Dataset extract:

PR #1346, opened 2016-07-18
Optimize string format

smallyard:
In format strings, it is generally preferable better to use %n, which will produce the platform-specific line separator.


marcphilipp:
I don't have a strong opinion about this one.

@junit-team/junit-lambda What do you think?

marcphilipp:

Goal of the exercise:
Look through the entries and copy every line in which the string "format" appears.

Exercise response:
Optimize string format
In format strings, it is generally preferable better to use %n, which will produce the platform-specific line separator.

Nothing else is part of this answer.